Françoise Breton - 19/07/2012

Un modèle pour les tumeurs à croissance lente

IRM IRM évolutive sur 4 ans d'un patient avec un gliome de bas grade avec de gauche à droite - © CHU Lyon - F.Ducray

Benjamin Ribba, de l’équipe Numed, et François Ducray, neuro-oncologue aux hospices civils de Lyon, ont développé un modèle d’évolution des tumeurs cérébrales de type gliomes de bas grade qui rend bien compte des effets de la radiothérapie et de la chimiothérapie. Ce modèle ouvre des perspectives pour l’amélioration des traitements et leur personnalisation. Un travail publié dans la revue de référence Clinical Cancer Research .

Comment a débuté votre collaboration avec Benjamin Ribba sur la modélisation des gliomes de bas grade ?

François Ducray François Ducray

François Ducray :  Les gliomes de bas grade sont des tumeurs cérébrales à croissance lente qui touchent des sujets jeunes. Comme pour beaucoup d’autres cancers, nous ne sommes pas capables d’anticiper l’effet des traitements, qu’ils impliquent la chirurgie, la radiothérapie ou la chimiothérapie. Beaucoup d’efforts sont déployés pour modéliser l’évolution des cancers cérébraux afin, à terme, d’être en mesure de choisir le traitement le mieux adapté à chaque cas. Dans le cas des gliomes de bas grade, les patients traités par chimiothérapie PCV présentent un phénomène particulier. Le traitement entraîne une diminution de la tumeur, mais cette diminution se prolonge après l’arrêt du traitement, parfois pendant plusieurs années. C’est un phénomène reproductible que les modèles existants se révèlent incapables d’expliquer. J’ai discuté de cette question avec Benjamin Ribba, avec qui je collaborais par ailleurs sur un projet concernant un autre type de tumeur cérébrale, les glioblastomes, et nous avons décidé de créer un nouveau modèle qui rendrait compte de ce phénomène.

Quelle a été votre démarche ?

François Ducray : Nous nous sommes appuyés sur l’hypothèse que l’effet retard du traitement était dû à une réponse différenciée des tissus qui composent la tumeur. En effet, ces tumeurs sont constituées d’une majorité de cellules quiescentes et de 2 à 8 % de cellules proliférantes. La chimiothérapie pourrait avoir une action rapide sur les cellules proliférantes et lente sur les autres. Ces dernières, en mourant petit à petit au fur et à mesure qu’elles sortent de leur état de quiescence, seraient à l’origine de la réponse prolongée au traitement. Nous avons donc pris en compte, dans le modèle, l’existence de ces deux types de tissus biologiques. Ensuite, Benjamin Ribba a pu disposer, pour créer un modèle robuste, de très nombreuses données grâce à une collaboration avec le professeur Jean-Yves Delattre, chef du service de neuro-oncologie de la Pitié-Salpêtrière. C’est le premier modèle qui décrit bien les effets des deux types de chimiothérapie (temozolomide ou PCV) et de traitement par radiothérapie que nous faisons.

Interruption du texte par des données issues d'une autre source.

PR #495, opened 2020-05-09
Implement autodetection for default compiler from NDK

Dushistov:
ref #459

Long time ago you had to extract compiler from Android NDK to make it standalone and usable as linker/c/c++ compiler (for example process described here https://mozilla.github.io/firefox-browser-architecture/experiments/2017-09-21-rust-on-android.html). 

At now you can use default C/C++ compiler without efforts. But naming for compilers are different now. For example before this patch, cc-rs try to find `arm-linux-androideabi-clang`, but default compiler now is `armv7a-linux-androideabi16-clang`. Also new clang compiler doesn't define things like `ANDROID/__ANDROID_API__` so it should be defined manually.

Without this patch I can not compile rusqlite for android:
```toml
//Cargo.toml
[dependencies]
rusqlite = { version = "0.17.0", features = ["chrono", "functions", "bundled"] }
//.cargo/config
[target.armv7-linux-androideabi]
linker = "armv7a-linux-androideabi16-clang"
```

it prints:
```
error occurred: Failed to find tool. Is `arm-linux-androideabi-clang` installed?
```

### DIFF
--- a/src/lib.rs
+++ b/src/lib.rs
@@ -1370,6 +1370,15 @@ impl Build {
                     cmd.push_opt_unless_duplicate(format!("-O{}", opt_level).into());
                 }
 
+                if cmd.family == ToolFamily::Clang && target.contains("android") {
+                    // For compatibility with code that doesn't use pre-defined `__ANDROID__` macro.
+                    // If compiler used via ndk-build or cmake (officially supported build methods)
+                    // this macros is defined.
+                    // See https://android.googlesource.com/platform/ndk/+/refs/heads/ndk-release-r21/build/cmake/android.toolchain.cmake#456
+                    // https://android.googlesource.com/platform/ndk/+/refs/heads/ndk-release-r21/build/core/build-binary.mk#141
+                    cmd.push_opt_unless_duplicate("-DANDROID".into());
+                }
+
                 if !target.contains("-ios") {
                     cmd.push_cc_arg("-ffunction-sections".into());
                     cmd.push_cc_arg("-fdata-sections".into());
@@ -1406,7 +1415,11 @@ impl Build {
         // Target flags
         match cmd.family {
             ToolFamily::Clang => {
-                cmd.args.push(format!("--target={}", target).into());
+                if !(target.contains("android")
+                    && android_clang_compiler_uses_target_arg_internally(&cmd.path))
+                {
+                    cmd.args.push(format!("--target={}", target).into());
+                }
             }
             ToolFamily::Msvc { clang_cl } => {
                 // This is an undocumented flag from MSVC but helps with making
@@ -1974,29 +1987,7 @@ impl Build {
                         format!("{}.exe", gnu)
                     }
                 } else if target.contains("android") {
-                    let target = target
-                        .replace("armv7neon", "arm")
-                        .replace("armv7", "arm")
-                        .replace("thumbv7neon", "arm")
-                        .replace("thumbv7", "arm");
-                    let gnu_compiler = format!("{}-{}", target, gnu);
-                    let clang_compiler = format!("{}-{}", target, clang);
-                    // On Windows, the Android clang compiler is provided as a `.cmd` file instead
-                    // of a `.exe` file. `std::process::Command` won't run `.cmd` files unless the
-                    // `.cmd` is explicitly appended to the command name, so we do that here.
-                    let clang_compiler_cmd = format!("{}-{}.cmd", target, clang);
-
-                    // Check if gnu compiler is present
-                    // if not, use clang
-                    if Command::new(&gnu_compiler).output().is_ok() {
-                        gnu_compiler
-                    } else if host.contains("windows")
-                        && Command::new(&clang_compiler_cmd).output().is_ok()
-                    {
-                        clang_compiler_cmd
-                    } else {
-                        clang_compiler
-                    }
+                    autodetect_android_compiler(&target, &host, gnu, clang)
                 } else if target.contains("cloudabi") {
                     format!("{}-{}", target, traditional)
                 } else if target == "wasm32-wasi"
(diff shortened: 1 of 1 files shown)


src/lib.rs
```diff
@@ -2722,3 +2706,79 @@ fn command_add_output_file(
...
+];
+
+fn defines_for_android_compiler(clang_path: &Path) -> Vec<&'static str> {
+    match NEW_STANDALONE_ANDROID_COMPILERS.iter().find(|x| {
+        let x: &OsStr = x.as_ref();
+        x == clang_path.as_os_str()
+    }) {
+        Some(new_clang) => {
+            let mut ret = Vec::with_capacity(2);
+            ret.push("-DANDROID");
```
alexcrichton, line 2724: I'd personally sort of prefer to follow whatever the official compilers are doing, if they've stopped passing this I'm not sure if this should explicitly start passing them by default?

src/lib.rs
```diff
@@ -2722,3 +2706,79 @@ fn command_add_output_file(
         cmd.arg("-o").arg(&dst);
     }
 }
+
+static NEW_STANDALONE_ANDROID_COMPILERS: [&str; 4] = [
+    "aarch64-linux-android21-clang",
+    "armv7a-linux-androideabi16-clang",
+    "i686-linux-android16-clang",
+    "x86_64-linux-android21-clang",
```
alexcrichton, line 2714: Are these embedded version numbers something that will change with each release? Is there perhaps other env vars we can probe for or a well-known executable which doesn't change which we can look for and then find sibling compilers?

src/lib.rs
Dushistov: > if they've stopped passing this I'm not sure if this should explicitly start passing them by default?

1. There are two official way to build code with NDK (as I know): include file for GNU make Android.mk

Quelles perspectives peut-on envisager dans la suite de ces travaux ?

François Ducray :  L’objectif est d’utiliser ensuite ce modèle pour prédire, à l’inverse, l’effet d’un traitement, voire même pour pouvoir personnaliser le traitement. On pourrait également envisager d’utiliser ce modèle pour imaginer et tester par simulation des protocoles de traitement potentiellement plus efficaces que ceux dont nous disposons actuellement. Nous espérons également pouvoir l’appliquer à d’autres types de cancer. Pour le moment, nous avons un modèle qui décrit l’évolution de façon suffisamment pertinente pour intéresser une revue de référence en clinique comme Clinical Cancer Research . Les premières simulations réalisées avec ce modèle nous font penser qu’en évaluant la croissance prétraitement de la tumeur d’un patient, il pourrait être possible de prédire l’effet du traitement. Mais le modèle doit encore être validé sur un grand nombre de patients avant d’espérer pouvoir un jour adopter un traitement sur la base de paramètres de croissance de la tumeur mesurables sur l’IRM.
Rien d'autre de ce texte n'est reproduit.